German Ex-Chancellor Gerhard Schroeder Speaks To Russian President Vladimir Putin In A Bid To End Ukraine War: Report



Russian forces have made advancements in Melitopol and have captured its mayor. (File)


Former German Chancellor Gerhard Schroeder met Russian President Vladimir Putin for several hours on Thursday evening in a bid to end the war in Ukraine, Germany’s Bild am Sonntag (BamS) reported, although it was unclear what was achieved.

Citing a person with detailed insight into Schroeder’s activities, the weekly newspaper said Schroeder had also had a long talk with one of Putin’s closest advisers.

He left Moscow early on Saturday morning with his wife and flew to Istanbul, the paper said, without disclosing any further details of the conversations.

The former chancellor, who is a personal friend of Putin and has links to Russian companies, had met a group of Ukrainians with links to the country’s delegation for peace talks with Russia in Turkey on Monday evening, reported BamS.

The source told BamS that Schroeder was currently the only person to have had direct contact with both Putin and top Ukrainian officials.

News website Politico first reported that Schroeder was flying to Moscow for talks with Putin, and German government sources said it had not agreed to any meeting nor been involved in one.

The government’s press office referred to remarks made by Chancellor Olaf Scholz on Friday when he declined to comment on the meeting beyond saying that he would take note of any results and include them in other efforts he was involved in.

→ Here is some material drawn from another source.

PR #725, opened 2026-04-13
fix(clean): respect whitelist in clean_service_worker_cache()

### LINKED ISSUE #724: [BUG] Chrome MV3 extension service workers break after mo clean
## Describe the bug

After running `mo clean` while Chrome is open, Chrome extensions using Manifest V3 (MV3) immediately stop functioning mid-session. Affected extensions appear enabled in Chrome's extension manager, but their background logic stops responding. A full Chrome restart restores them.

Scholz, who travels to Turkey on Monday, spoke to Putin in a three-way phone call with French President Emmanuel Macron on Saturday.

Schroeder, Social Democrat (SPD) chancellor from 1998 to 2005, is on the board of Russian oil giant Rosneft and is chairman of the shareholders’ committee of the company in charge of building the Nord Stream 2 pipeline, which has been shelved.

He has faced calls from some German government politicians to step down from his roles over Russia’s invasion of Ukraine.

Nobody was immediately available at Schroeder’s office.